A debated itinerary with the trade-offs and a recommended plan.
Signed off by an independent Final QA audit — with a “verify before you rely on this” list, never a black box.
Why this team
Itineraries are written by the most energetic version of you, then lived by the tired one — so the Pragmatist plans for the human who actually lands after a red-eye, and the Minimalist defends the empty hours that make trips feel like travel instead of logistics. The Optimist protects the ambition worth keeping — the once-in-a-lifetime thing you would regret rationalising away — and the End-User Advocate speaks for the co-travellers whose energy and interest never match the planner’s, which is the real source of most holiday friction.
Each seat runs on a different frontier model — GPT, Claude, Gemini, Grok — so it’s a genuine cross-model review, not one AI in costumes. How a run works →
What the debate sounds like
An illustrative excerpt — A couple with a seven-year-old is planning ten days in Japan across Tokyo, Kyoto and Osaka, with a spreadsheet currently listing twenty-three attractions and four hotel changes.

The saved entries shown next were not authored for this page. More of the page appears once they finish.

PR #19, opened 2017-07-01
Simplification of HTTPResponse/HTTPResponseWriter

aleksey-mashanov:
* `HTTPResponse` is redundent. Its `status` and `headers` properties
  are moved to parameters of `writeHeader` method of `HTTPResponseWriter`
  instance. `transferEncoding` handling is moved to `HTTPHeaders` - it
  is not as simple as an enum and depends on used HTTP protocol version
  and capabilites set by a client in its request headers.
  `httpVersion` should not be configured by an outer scope - a server should
  use the HTTP version which was requested by a client.

* `writeResponse` and `writeContinue` are replaced by `writeHeader`.

* `writeTrailer` accepts trailers as `HTTPHeaders` struct.

* All `write*` methods accept a completion handler.

* `writeBody` accepts `UnsafeHTTPResponseBody` instead of just `Data`
  and `Dispatch`. It should be used only in the scope of a call and a
  copy should be made or value should be checked for `HTTPResponseBody`
  conformance before storing it anythere. This approch allows to reduce
  memory copying.

* `Result<POSIXError, Void>` enum is replaced with `Result`. In the
  first case `POSIXError` and `Void` are generic parameters names, not
  types. I think this behaviour was unintended.

Some problems with sync/async API still exist (and in the reference implementation of `HTTPStreamingParser` too). They should be addressed in an ongoing PR, after an agreement on the proposed changes.

### DIFF
--- a/API.md
+++ b/API.md
@@ -7,31 +7,44 @@ public struct HTTPRequest {
     public var headers : HTTPHeaders
 }
 
-/// HTTP Response NOT INCLUDING THE BODY
-public struct HTTPResponse {
-    public var httpVersion : HTTPVersion
-    public var status: HTTPResponseStatus
-    public var transferEncoding: HTTPTransferEncoding
-    public var headers: HTTPHeaders
-}
-
 /// Object that code writes the response and response body to. 
 public protocol HTTPResponseWriter : class {
-    func writeContinue(headers: HTTPHeaders?) /* to send an HTTP `100 Continue` */
-    
-    func writeResponse(_ response: HTTPResponse)
-    
-    func writeTrailer(key: String, value: String)
-    
-    func writeBody(data: DispatchData, completion: @escaping (Result<POSIXError, ()>) -> Void)
-    func writeBody(data: DispatchData) /* convenience */
-
-    func writeBody(data: Data, completion: @escaping (Result<POSIXError, ()>) -> Void)
-    func writeBody(data: Data) /* convenience */
-
-    func done() /* convenience */
-    func done(completion: @escaping (Result<POSIXError, ()>) -> Void)
+    func writeHeader(status: HTTPResponseStatus, headers: HTTPHeaders, completion: @escaping (Result) -> Void)
+    func writeTrailer(_ trailers: HTTPHeaders, completion: @escaping (Result) -> Void)
+    func writeBody(_ data: UnsafeHTTPResponseBody, completion: @escaping (Result) -> Void)
+    func done(completion: @escaping (Result) -> Void)
     func abort()
+}
+
+/// Convenience methods for HTTP response writer.
+extension HTTPResponseWriter {
+    public func writeHeader(status: HTTPResponseStatus, headers: HTTPHeaders)
+    public func writeHeader(status: HTTPResponseStatus)
+    public func writeTrailer(_ trailers: HTTPHeaders)
+    public func writeBody(_ data: UnsafeHTTPResponseBody)
+    public func done()
+}
+
+public protocol UnsafeHTTPResponseBody {
+    func withUnsafeBytes<R>(_ body: (UnsafeRawBufferPointer) throws -> R) rethrows -> R
+}
+
+extension UnsafeRawBufferPointer : UnsafeHTTPResponseBody {
+    public func withUnsafeBytes<R>(_ body: (UnsafeRawBufferPointer) throws -> R) rethrows -> R
+}
+
+public protocol HTTPResponseBody : UnsafeHTTPResponseBody {}
+
+extension Data : HTTPResponseBody {
+    public func withUnsafeBytes<R>(_ body: (UnsafeRawBufferPointer) throws -> R) rethrows -> R
+}
+
+extension DispatchData : HTTPResponseBody {
+    public func withUnsafeBytes<R>(_ body: (UnsafeRawBufferPointer) throws -> R) rethrows -> R
+}
+
+extension String : HTTPResponseBody {
+    public func withUnsafeBytes<R>(_ body: (UnsafeRawBufferPointer) throws -> R) rethrows -> R
 }
 
 /// Method that takes a chunk of request body and is expected to write to the ResponseWriter
--- a/Sources/HTTP/HTTPCommon.swift
+++ b/Sources/HTTP/HTTPCommon.swift
@@ -17,18 +17,7 @@ public protocol WebAppContaining: class {
     func serve(req: HTTPRequest, res: HTTPResponseWriter ) -> HTTPBodyProcessing
 }
 
-public enum Result<POSIXError, Void> {
-    case success(())
-    case failure(POSIXError)
-    
-    // MARK: Constructors
-    /// Constructs a success wrapping a `closure`.
-    public init(completion: ()) {
-        self = .success(completion)
-    }
-    
-    /// Constructs a failure wrapping an `POSIXError`.
-    public init(error: POSIXError) {
-        self = .failure(error)
-    }
+public enum Result {
+    case ok
+    case error(Error)
 }
--- a/Sources/HTTP/HTTPResponse.swift
+++ b/Sources/HTTP/HTTPResponse.swift
@@ -9,41 +9,27 @@
 import Foundation
 import Dispatch
 
-/// HTTP Response NOT INCLUDING THE BODY
-public struct HTTPResponse {
-    public var httpVersion: HTTPVersion
-    public var status: HTTPResponseStatus
-    public var transferEncoding: HTTPTransferEncoding
-    public var headers: HTTPHeaders
-    
-    public init (httpVersion: HTTPVersion, status: HTTPResponseStatus, transferEncoding: HTTPTransferEncoding, headers: HTTPHeaders) {
-        self.httpVersion = httpVersion
-        self.status = status
-        self.transferEncoding = transferEncoding
-        self.headers = headers
-    }
-}
-
 /// Object that code writes the response and response body to. 
 public protocol HTTPResponseWriter : class {
-    func writeContinue(headers: HTTPHeaders?) /* to send an HTTP `100 Continue` */
-    func writeResponse(_ response: HTTPResponse)
-    func writeTrailer(key: String, value: String)
-    func writeBody(data: DispatchData, completion: @escaping (Result<POSIXError, ()>) -> Void)
-    func writeBody(data: Data, completion: @escaping (Result<POSIXError, ()>) -> Void)
-    func done(completion: @escaping (Result<POSIXError, ()>) -> Void)
+    func writeHeader(status: HTTPResponseStatus, headers: HTTPHeaders, completion: @escaping (Result) -> Void)
+    func writeTrailer(_ trailers: HTTPHeaders, completion: @escaping (Result) -> Void)
+    func writeBody(_ data: UnsafeHTTPResponseBody, completion: @escaping (Result) -> Void)
+    func done(completion: @escaping (Result) -> Void)
     func abort()
 }
 
 /// Convenience methods for HTTP response writer.
 extension HTTPResponseWriter {
-    /// A convenience method for writing the supplied
-    /// `DispatchData` to the body of the HTTP response without
-    /// needing to supply a completion closure.
-    ///
-    /// - see: writeBody(data:completion:)
-    public func writeBody(data: DispatchData) {
-        return writeBody(data: data) { _ in }
+    public func writeHeader(status: HTTPResponseStatus, headers: HTTPHeaders) {
+        writeHeader(status: status, headers: headers) { _ in }
+    }
+
+    public func writeHeader(status: HTTPResponseStatus) {
+        writeHeader(status: status, headers: [:])
+    }
+
+    public func writeTrailer(_ trailers: HTTPHeaders) {
+        writeTrailer(trailers) { _ in }
     }
 
     /// A convenience method for writing the supplied
@@ -51,8 +37,8 @@ extension HTTPResponseWriter {
     /// needing to supply a completion closure.
     ///
     /// - see: writeBody(data:completion:)
-    public func writeBody(data: Data) {
-        return writeBody(data: data) { _ in }
+    public func writeBody(_ data: UnsafeHTTPResponseBody) {
+        return writeBody(data) { _ in }
     }
 
     /// A convenience method for signalling that the
@@ -63,11 +49,6 @@ extension HTTPResponseWriter {
     public func done() {
         done { _ in }
     }
-}
-
-public enum HTTPTransferEncoding {
-    case identity(contentLength: UInt)
-    case chunked
 }
 
 /// Response status (200 ok, 404 not found, etc)
@@ -223,7 +204,57 @@ public struct HTTPResponseStatus: Equatable, CustomStringConvertible, Expressibl
         }
     }
 
+    // [RFC2616, section 4.4]
+    var bodyAllowed: Bool {
+        switch code {
+            case 100..<200: return false
+            case 204: return false
+            case 304: return false
+            default: return true
+        }
+    }
+
+    var suppressedHeaders: [HTTPHeaders.Name] {
+        if self == .notModified {
+            return ["Content-Type", "Content-Length", "Transfer-Encoding"]
+        } else if !bodyAllowed {
+            return ["Content-Length", "Transfer-Encoding"]
+        } else {
+            return []
+        }
+    }
+
     public static func ==(lhs: HTTPResponseStatus, rhs: HTTPResponseStatus) -> Bool {
         return lhs.code == rhs.code
+    }
+}
+
+public protocol UnsafeHTTPResponseBody {
+    func withUnsafeBytes<R>(_ body: (UnsafeRawBufferPointer) throws -> R) rethrows -> R
+}
+
+extension UnsafeRawBufferPointer : UnsafeHTTPResponseBody {
+    public func withUnsafeBytes<R>(_ body: (UnsafeRawBufferPointer) throws -> R) rethrows -> R {
+        return try body(self)
+    }
+}
+
+public protocol HTTPResponseBody : UnsafeHTTPResponseBody {}
+
+extension Data : HTTPResponseBody {
+    public func withUnsafeBytes<R>(_ body: (UnsafeRawBufferPointer) throws -> R) rethrows -> R {
+        return try withUnsafeBytes { try body(UnsafeRawBufferPointer(start: $0, count: count)) }
+    }
+}
+
+extension DispatchData : HTTPResponseBody {
+    public func withUnsafeBytes<R>(_ body: (UnsafeRawBufferPointer) throws -> R) rethrows -> R {
+        return try withUnsafeBytes { try body(UnsafeRawBufferPointer(start: $0, count: count)) }
+    }
+}
+
+extension String : HTTPResponseBody {
+    public func withUnsafeBytes<R>(_ body: (UnsafeRawBufferPointer) throws -> R) rethrows -> R {
+        return try ContiguousArray(utf8).withUnsafeBytes(body)
     }
 }
--- a/Sources/HTTP/HTTPResponse.swift
+++ b/Sources/HTTP/HTTPResponse.swift
@@ -9,6 +9,13 @@
 import Foundation
 import Dispatch
 
+/// HTTP Response for possible use in the client.
+public struct HTTPResponse {
+    public var httpVersion : HTTPVersion
+    public var status: HTTPResponseStatus
+    public var headers: HTTPHeaders
+}
+
 /// Object that code writes the response and response body to. 
 public protocol HTTPResponseWriter : class {
     func writeHeader(status: HTTPResponseStatus, headers: HTTPHeaders, completion: @escaping (Result) -> Void)
--- a/Sources/HTTP/HTTPStreamingParser.swift
+++ b/Sources/HTTP/HTTPStreamingParser.swift
@@ -318,7 +318,7 @@ public class StreamingParser: HTTPResponseWriter {
             return
         }
         
-        var header = "\(parsedHTTPVersion!) \(status.code) \(status.reasonPhrase)\r\n"
+        var header = "HTTP/1.1 \(status.code) \(status.reasonPhrase)\r\n"
 
         let isContinue = status == .continue
 
--- a/Sources/HTTP/HTTPStreamingParser.swift
+++ b/Sources/HTTP/HTTPStreamingParser.swift
@@ -312,99 +312,109 @@ public class StreamingParser: HTTPResponseWriter {
         return HTTPRequest(method: parsedHTTPMethod!, target: parsedURL!, httpVersion: parsedHTTPVersion!, headers: parsedHeaders)
     }
     
-    public func writeContinue(headers: HTTPHeaders?) /* to send an HTTP `100 Continue` */ {
-        var status = "HTTP/1.1 \(HTTPResponseStatus.continue.code) \(HTTPResponseStatus.continue.reasonPhrase)\r\n"
-        if let headers = headers {
-            for (key, value) in headers.makeIterator() {
-                status += "\(key): \(value)\r\n"
-            }
-        }
-        status += "\r\n"
-        
-        // TODO use requested encoding if specified
-        if let data = status.data(using: .utf8) {
-            self.parserConnector?.queueSocketWrite(data)
-        } else {
-            //TODO handle encoding error
-        }
-    }
-    
-    public func writeResponse(_ response: HTTPResponse) {
+    public func writeHeader(status: HTTPResponseStatus, headers: HTTPHeaders, completion: @escaping (Result) -> Void) {
+        // TODO call completion()
         guard !headersWritten else {
             return
         }
         
-        var headers = "HTTP/1.1 \(response.status.code) \(response.status.reasonPhrase)\r\n"
-        
-        switch(response.transferEncoding) {
-        case .chunked:
-            headers += "Transfer-Encoding: chunked\r\n"
-            isChunked = true
-        case .identity(let contentLength):
-            headers += "Content-Length: \(contentLength)\r\n"
+        var header = "\(parsedHTTPVersion!) \(status.code) \(status.reasonPhrase)\r\n"
+
+        let isContinue = status == .continue
+
+        var headers = headers
+        if !isContinue {
+            adjustHeaders(status: status, headers: &headers)
         }
         
-        for (key, value) in response.headers.makeIterator() {
-            headers += "\(key): \(value)\r\n"
+        for (key, value) in headers {
+            // TODO encode value using [RFC5987]
+            header += "\(key): \(value)\r\n"
         }
+        header.append("\r\n")
         
-        let availableConnections = maxRequests - (self.connectionCounter?.connectionCount ?? 0)
-        
-        if  clientRequestedKeepAlive && (availableConnections > 0) {
-            headers.append("Connection: Keep-Alive\r\n")
-            headers.append("Keep-Alive: timeout=\(Int(StreamingParser.keepAliveTimeout)), max=\(availableConnections)\r\n")
-        }
-        else {
-            headers.append("Connection: Close\r\n")
-        }
-        headers.append("\r\n")
-        
+        // FIXME headers are US-ASCII, anything else should be encoded using [RFC5987] some lines above
         // TODO use requested encoding if specified
-        if let data = headers.data(using: .utf8) {
+        if let data = header.data(using: .utf8) {
             self.parserConnector?.queueSocketWrite(data)
-            headersWritten = true
+            if !isContinue {
+                headersWritten = true
+            }
         } else {
             //TODO handle encoding error
         }
     }
+
+    func adjustHeaders(status: HTTPResponseStatus, headers: inout HTTPHeaders) {
+        for header in status.suppressedHeaders {
+            headers[header] = nil
+        }
+
+        if headers[.contentLength] != nil {
+            headers[.transferEncoding] = "identity"
+        } else if parsedHTTPVersion! >= HTTPVersion(major: 1, minor: 1) {
+            switch headers[.transferEncoding] {
+                case .some("identity"): // identity without content-length
+                    clientRequestedKeepAlive = false
+                case .some("chunked"):
+                    isChunked = true
+                default:
+                    isChunked = true
+                    headers[.transferEncoding] = "chunked"
+            }
+        } else {
+            // HTTP 1.0 does not support chunked
+            clientRequestedKeepAlive = false
+            headers[.transferEncoding] = nil
+        }
+
+        let availableConnections = maxRequests - (self.connectionCounter?.connectionCount ?? 0)
+
+        if clientRequestedKeepAlive && (availableConnections > 0) {
+            headers[.connection] = "Keep-Alive"
+            headers[.keepAlive] = "timeout=\(Int(StreamingParser.keepAliveTimeout)), max=\(availableConnections)"
+        } else {
+            headers[.connection] = "Close"
+        }
+    }
     
-    public func writeTrailer(key: String, value: String) {
+    public func writeTrailer(_ trailers: HTTPHeaders, completion: @escaping (Result) -> Void) {
         fatalError("Not implemented")
     }
     
-    public func writeBody(data: DispatchData, completion: @escaping (Result<POSIXError, ()>) -> Void) {
-        writeBody(data: Data(data), completion: completion)
-    }
-    
-    public func writeBody(data: Data, completion: @escaping (Result<POSIXError, ()>) -> Void) {
+    public func writeBody(_ data: UnsafeHTTPResponseBody, completion: @escaping (Result) -> Void) {
         guard headersWritten else {
             //TODO error or default headers?
             return
         }
         
-        guard data.count > 0 else {
-            // TODO fix Result
-            completion(Result(completion: ()))
+        guard data.withUnsafeBytes({ $0.count > 0 }) else {
+            completion(.ok)
             return
         }
         
-        var dataToWrite: Data!
+        let dataToWrite: Data
         if isChunked {
-            let chunkStart = (String(data.count, radix: 16) + "\r\n").data(using: .utf8)!
-            dataToWrite = Data(chunkStart)
-            dataToWrite.append(data)
-            let chunkEnd = "\r\n".data(using: .utf8)!
-            dataToWrite.append(chunkEnd)
+            dataToWrite = data.withUnsafeBytes {
+                let chunkStart = (String($0.count, radix: 16) + "\r\n").data(using: .utf8)!
+                var dataToWrite = chunkStart
+                dataToWrite.append(UnsafeBufferPointer(start: $0.baseAddress?.assumingMemoryBound(to: UInt8.self), count: $0.count))
+                let chunkEnd = "\r\n".data(using: .utf8)!
+                dataToWrite.append(chunkEnd)
+                return dataToWrite
+            }
+        } else if let d = data as? Data {
+            dataToWrite = d
         } else {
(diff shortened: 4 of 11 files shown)


helje5:
> httpVersion ... - a server should use the HTTP version which was requested by a client

This is plain wrong and clarified in [RFC2145](https://www.ietf.org/rfc/rfc2145.txt):

> An HTTP server SHOULD send a response version equal to the highest
   version for which the server is at least conditionally compliant, and
   whose major version is less than or equal to the one received in the
   request

etc. Please read RFCs, they are useful when implementing standards ...

helje5:
> HTTPResponse is redundent

Typo ;-), and well, the original proposal by Johannes didn't actually have it.

I'm not sure what is redundant about it, it is just another way to store the information associated w/ a response? Please elaborate.

Both approaches seem reasonable to me.

aleksey-mashanov:
The meaning of my message does not conflict with RFC2145. I just meant that it is not an application code who must point to used http server which http version to use. It is an agreement between http client and http server which should not be visible to the outer scope.

helje5:
> UnsafeHTTPResponseBody

This allows additional buffer types, but I don't see the gain (at this level) over dispatch-data. It is an extra indirection (the reverse of the proposed 'Simplification') and much worse as it is doesn't support disjunct buffers aka buffer vectors to allow efficient use of `writev` and companions.

Unlike w/ the headers, I'm all against this one. DispatchData is the better option to avoid unnecessary copying and writes. We can talk about more efficient buffer based access (the proposal is certainly not it), but I don't think it is worth it for this effort. DispatchData seems to be a good choice here, reasonable efficiency at a reasonable abstraction level.

P.S.: In general I dislike how multiple things are mixed into a single PR.

helje5:
(Hm, comments do not support threaded responses? That was the whole reason I split up comments :-/ ... so please, a PR per feature ...)

Wrt the version: If the application is responsible for sending the headers, it is also responsible for sending the HTTP version as this defines the meaning of the headers. That is obvious if you think about HTTP/1.0 and HTTP/1.1.

aleksey-mashanov:
> Typo ;-)

Good catch))

> I'm not sure what is redundant about it, it is just another way to store the information associated w/ a response? Please elaborate.

`HTTPResponse` contains only a response status and headers. `Transfer-Encoding` is really one of http headers, I see no reason to honour it so.
`writeResponse` and `writeContinue` have the same meaning, why should they be separated? Is `continue` a response in this case? I think not. Do we really want always to construct http response with status and headers? I think not, in most cases there will be only status.

aleksey-mashanov:
> Wrt the version: If the application is responsible for sending the headers, it is also responsible for sending the HTTP version as this defines the meaning of the headers. That is obvious if you think about HTTP/1.0 and HTTP/1.1.

And does not make sense if you think about HTTP/1.1 and HTTP/2.0. If you don't believe me, you can look here: https://golang.org/pkg/net/http/#ResponseWriter

aleksey-mashanov:
> This allows additional buffer types, but I don't see the gain (at this level) over dispatch-data. It is an extra indirection (the reverse of the proposed 'Simplification') and much worse as it is doesn't support disjunct buffers aka buffer vectors to allow efficient use of writev and companions.

`writev` can be handled by `as?` to the specific protocol or type (similar to `HTTPResponseBody`). May be we should add `withUnsafeBytesVector`?

> Unlike w/ the headers, I'm all against this one. DispatchData is the better option to avoid unnecessary copying and writes. We can talk about more efficient buffer based access (the proposal is certainly not it), but I don't think it is worth it for this effort. DispatchData seems to be a good choice here, reasonable efficiency at a reasonable abstraction level.

`DispatchData` is about Apple world. Server side development is not. In my opinion GCD is not for high load servers handling tenth of thousands queries per second on a commodity hardware. May be I am wrong, I have not use it, but threads are not cheap and I see no reason for them on server where amount of concurrent queries are much higher then amount of cpu cores. Any way I want to use proven solutions for such tasks: coroutines (without threads, using `libcoro`) and asynchronous queries (using `libev` or `libuv` w/o threads also). Why should I use `DispatchData` in this case?

helje5:
> HTTPResponse contains only a response status and headers

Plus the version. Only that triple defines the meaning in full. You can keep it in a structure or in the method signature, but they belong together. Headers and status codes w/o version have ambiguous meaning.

The arithmetic fails before the aesthetics do: four hotel changes in ten days is four half-days lost to packing, checkout and transit — a full day of the trip spent relocating. And twenty-three attractions across ten days with a child is 2.3 per day with zero slack, which means one meltdown or one rainy morning cascades through the whole sheet. Two bases — Tokyo and Kyoto, day-trip to Osaka — returns a day of holiday for free.
Reading this as the seven-year-old: the itinerary contains eleven temples and shrines, which from one metre tall is eleven gravel courtyards. The trip this child remembers is the robot restaurant, the train with the nose, and the arcade — and a child having a good trip is the single biggest determinant of the adults having one. One child-anchor per day, scheduled first, is not indulgence; it is infrastructure.
Delete the ranking illusion: the twenty-three items are not 1-to-23, they are three unmissables and twenty things a guidebook felt obliged to list. Protect the three absolutely, hold five as weather options, and let the rest go without ceremony. The afternoon with no plan in a Kyoto neighbourhood will outrank eighteen of them in memory — unplanned time is not unused time.
Questions
Can the council build the itinerary from scratch, or only critique mine?
Both work — give it the destination, dates, party and priorities and it proposes the structure; give it your draft and it debates the trade-offs you have already made. The draft version is usually more valuable: the disagreements surface what you actually care about, which is the real planning input.
How does it handle travellers with different energy levels and interests?
That conflict gets a seat at the table rather than a compromise nobody chose: the debate designs for the actual party — split mornings, one anchor per person per day, and the permission structure for separating occasionally. Most holiday friction is an itinerary written for one temperament and lived by three.
Does it know current prices, opening hours and bookings?
Treat those as your homework, not its knowledge — details like hours and availability change too fast to trust from memory, and the deliverable flags exactly which items need booking-ahead verification (and which to book first). The council’s job is the shape of the trip: pace, sequencing, trade-offs, and what to leave flexible.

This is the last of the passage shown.